As someone who was there, a rewrite was necessary, and with hindsight we should of done it with objective-c. The original obj-c app was built with under 10 iOS engineers in mind, and now Uber had 100s of mobile engineers work on one app in some form or another.

We didn't do a simple build scalability test until we were well into the project. If we did it would of revealed swift's build problems to us. Our swift experience is what slowed down our kotlin migration significantly. Today Uber android is still a majority Java app.

Even very recently the experience of working in swift compared to the old obj-c code base isn't as good. To this day there are debugger issues, xcode responsiveness issues and a slower build time.

Hiring on the other hand would be harder now, because it's getting hard to find people who know Objective-C and it's surface ugliness scares new people away. Swift is a decent language if you don't have to have a very large code base, so most people rightfully so don't have that much Objective-C, and if you were to work in Obj-C, you might as well go work at Facebook then.

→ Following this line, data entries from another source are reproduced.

PR #7341, opened 2026-06-03
core/storage: port SQLite's saveAllCursors to a pager-level registry

jussisaurio:
## Beef

We allow multiple BTreeCursors against the same ephemeral B-tree via OpenDup (used heavily by upcoming window functions and HASH joins), and triggers can also have cursors targeting the same btree as a parent statement. When one cursor's Insert/Delete/Clear/Destroy rebalances the tree, peer cursors on the same root_page hold page-stack references that become stale. This manifested as "unexpected page_type" panics and silent row drops when implementing window functions that require peer cursors on the same btree.

SQLite handles this by walking BtShared.pCursor on every write entry point and calling saveCursorPosition on each peer (btree.c:saveAllCursors, :saveCursorPosition, :btreeRestoreCursorPosition). Lower-level reads restore via sqlite3BtreeRestoreCursorPosition before touching the page.

## Current workarounds on main

We currently have no standard way of knowing whether there are multiple cursors targeting the same btree and what those cursors are.

1. In `translate_expr: Expr::Column`, we are explicitly disallowing non-covering index column reads because we don't have the mechanism to save peer cursors before invalidating their positions -- this workaround is specifically for triggers that may insert to the parent table and cause a rebalance. See the deleted comment there which explicitly calls out that we need `saveAllCursors` ported from SQLite.

2. In `op_reset_sorter` we are pretty much doing a sorter-specific cursor invalidation using pointer equality comparison between cursors stored in the VDBE - this site also calls out that we don't have a centralized mechanism for identifying cursors using the same btree

## Impl

This change ports that mechanism and removes our existing workarounds, which only paper over a subset of issues and don't work for upcoming window functions.

## Tests

No new tests here because they would rely on window functions that don't exist yet. Removing the current workarounds and nothing failing in CI should be sufficient evidence that the change works

Snapshot test noise is from removing the hack in `translate_expr` which leads to greater utilization of indexes for column reads

### DIFF
--- a/core/storage/btree.rs
+++ b/core/storage/btree.rs
@@ -11876,6 +11876,278 @@ mod tests {
         insert_into_cell(contents, &payload, cell_idx as usize, pager.usable_space()).unwrap();
     }
 
+    /// Direct red-first coverage for the pager-level cursor registry and
+    /// saveAllCursors port introduced in #7341 (register_with_pager,
+    /// has_peers toggling, drive_pending_peer_save inside insert/delete,
+    /// clear_btree's auto-invalidation of peers).
+    ///
+    /// Pairs with the SQL-surface red-first cases in
+    /// testing/sqltests/tests/save-all-cursors.sqltest (window function
+    /// over triple self-joined source) and the pre-existing
+    /// testing/sqltests/tests/window-selfjoin-reset-sorter.sqltest.
+    /// Those exercise the same machinery end-to-end; the cases here
+    /// pin individual primitives (peer registration, save vs.
+    /// invalidate, restore semantics) so a regression bisects faster.
+    mod save_all_cursors {
+        use super::*;
+        use crate::storage::btree::SavePositionResult;
+        use test_log::test;
+
+        /// Boxed cursor pinned to its heap location for the duration of the
+        /// test — register_cursor stores raw pointers, so the cursor must
+        /// not be moved after registration.
+        fn make_registered_cursor(
+            pager: &Arc<Pager>,
+            root_page: i64,
+            num_columns: usize,
+        ) -> Box<BTreeCursor> {
+            let cursor = Box::new(BTreeCursor::new_table(
+                pager.clone(),
+                root_page,
+                num_columns,
+            ));
+            (*cursor).register_with_pager();
+            cursor
+        }
+
+        #[test]
+        fn registry_toggles_has_peers_flag() {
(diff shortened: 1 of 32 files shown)


core/storage/btree.rs
```diff
@@ -734,6 +746,21 @@ pub struct BTreeCursor {
...
+    /// insert/delete. Carries iteration progress across IO re-entry
+    /// (index records can yield via the overflow chain walk).
+    pending_peer_save: Option<(
+        smallvec::SmallVec<[crate::storage::pager::RegisteredCursor; 4]>,
+        usize,
+    )>,
+    /// Mirrors SQLite's BTCF_Multiple. Toggled by Pager::register_cursor /
+    /// unregister_cursor when the bucket crosses the 1↔2 threshold; lets
+    /// drive_pending_peer_save skip the registry mutex in the common case.
+    has_peers: std::sync::atomic::AtomicBool,
```
PThorpe92: nit (everywhere): `/s/std::sync/crate::sync`

core/storage/btree.rs
```diff
@@ -6140,11 +6284,101 @@ impl CursorTrait for BTreeCursor {
...
+            .store(has_peers, std::sync::atomic::Ordering::Relaxed);
+    }
+
+    /// Mirrors SQLite's saveCursorPosition (btree.c:756). Saves rowid for
+    /// table btrees, the cell record for index btrees; index records can
+    /// yield IO via the overflow chain walk (`record()`). Returns `false`
+    /// when the page stack is in a sentinel/dirty state we can't save from
+    /// — has_record can lag the stack across an in-flight Insert/Delete —
+    /// in which case the caller falls back to invalidate_btree_cache.
+    fn try_save_position_for_external_balance(&mut self) -> Result<IOResult<bool>> {
```
PThorpe92: nit: can we make this `bool` return type a *descriptive enum* ™️

PThorpe92 (approved):
Logic all looks good... ofc would be nice to get some tests here but nits aside it LGTM

core/storage/btree.rs
jussisaurio: done

core/storage/btree.rs
jussisaurio: done

jussisaurio:
> Logic all looks good... ofc would be nice to get some tests here but nits aside it LGTM

managed to add some new tests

I was not part of the initial analysis team so cannot really comment if objc was more suitable as it would require to look at objc at that time and do tests etc but I suspect we would have had a more smoother experience. Though the the code at the time was bad and indeed something needed to happen to ensure future scalability of the teams and product/code, but I think there were more sane paths we could have taken. It would have cost the company more time/money and at that time the company was battling Grab, GoJek, didi, Lyft etc so we did not have time to lose. Lots of factors to take in to consideration. No real easy answer

I havent dabbled in mobile developer platform tooling for the last few years now so I cannot comment on the iOS side, all i remember is that back then it was a shitshow :) Mobile is still playing catch up to how backend infra and tooling operates, I suspect its better but probably still got a long way to go.

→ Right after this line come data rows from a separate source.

PR #1783, opened 2022-11-21
Bose landing

Rijo-J:
[DEMO LINK BOSE LANDING](https://rijo-j.github.io/layout_miami/)


meforoma (approved):
really nice implementation and own special touches
- the scale & twist of the images looks nice
- good catch on making not the 6-column, but 3-column grid - essential layout is the same but with less columns - that works totally fine if you provide own grid for each block
- and the layout maintains even at unrealistically narrow resolution - really great markup and styling 👍 
Monosnap BOSE® 2022-11-22 10-30-36

meforoma (approved):

PR #1787, opened 2022-11-21
Let the progress begin

IoghiStudio:
Just deployed , working on it.
[DEMO LINK](https://IoghiStudio.github.io/layout_miami/)


meforoma (changes requested):
@IoghiStudio so still one section since the commit 21 hours ago?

We could of made it work. I think the one big benefit of the rewrite was how the architecture and nullable types basically gave us one more 9 of crash free rate, which we saw after the release with swift. With ObjC I could forsee how it would of crashed a bit more, because nullables aren't hard enforced in ObjC, but I could also see how we could of stepped around that by strong guarantees in the model & network service generation code.

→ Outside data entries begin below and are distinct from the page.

PR #1796, opened 2022-11-22
add project the met - header and menu sections

HelenShamshurina:
[DEMO LINK](https://HelenShamshurina.github.io/layout_miami/)


polosanya (changes requested):
Keep up the good work! 
Just found some moments that would be great to fix in this section
1. Let's make these phone numbers clickable, with opportunity to call
Don't forget to add some hover effects too
image
2. Also here both numbers navigate to the same phone number. Please fix it
image
image
3. Navigation should smoothly scroll user to the needed section, not just teleport
image

loralevitska (changes requested):
cool, those parts are fixed. Continue in the same direction 🦾

liliia-livandovskaya (approved):
Great job! 🔥

PR #1801, opened 2022-11-26
Header and footer

DmytroRozenberh:
[DEMO LINK](https://DmytroRozenberh.github.io/layout_miami/)


DarkMistyRoom (changes requested):
Please make the PR after finishing your work

SanyaBratashchuk (changes requested):
1. Add correct page title
2. Add favicon
3. 404 after click on logo
4. Add hover effects to the images 
5. Should be a link to the Google maps 
image
6. make all fields required
7. Form submit shouldn't trigger page refresh 
8. `object-fit: contain`
image

qoa11a (changes requested):
Form should be cleared after submit. Also it'd be nice to add basic HTML required rules.

DarkMistyRoom (changes requested):
- Will be enough to make the logo a link to your header, because it is what we expect from it
- These two links lead to the header. Make them lead to relevant sections
image

- Add transition to the hover effect on images to make it smooth like on the buttons
- According to the mockup content should be limited in width by 1020px
image

- Fix the background on the mobile screen
image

If by OP you mean me, then let’s be clear. I didn’t think the rewrite was necessary.


The Mac CI situation has gotten much worse this year, but Swift has gotten much better. Writing a large app in Swift is still a major undertaking, but there are people doing it these days.


What did you guys use on Android? Was it painful to have to maintain both apps?


True story , when Swift was announced I started cheering so loudly in the office I had to be told to calm down.

I hate objective C with a passion. It's like some archaic language of a bygone era forced to run on a cell phone


I hate to break it to you, but almost all the code running on your iPhone right now was written in Objective-C and C and C++.


You can enjoy coffee without grinding your own beans.

I personally find lower level programing to be frustrating and difficult. I've built an amazing career with JavaScript and C# primarily. My hobbyist projects use C# , JS and Flutter.

I can't wrap my head around things like pointers or memory management


post-ARC, Objective-C and Swift aren't very different in terms of memory management. retain and release are handled for you, and you only need to worry about retain cycles. structs in Swift change things a bit, but not that much


+1

With swift & obj-c your coding against the same library APIs, so in many ways it's a very similar level of programming. In many ways swift is far more complicated than Obj-C. With Obj-C iOS apps your not really writing that much C vs. the pseudo-smalltalk attachment to it.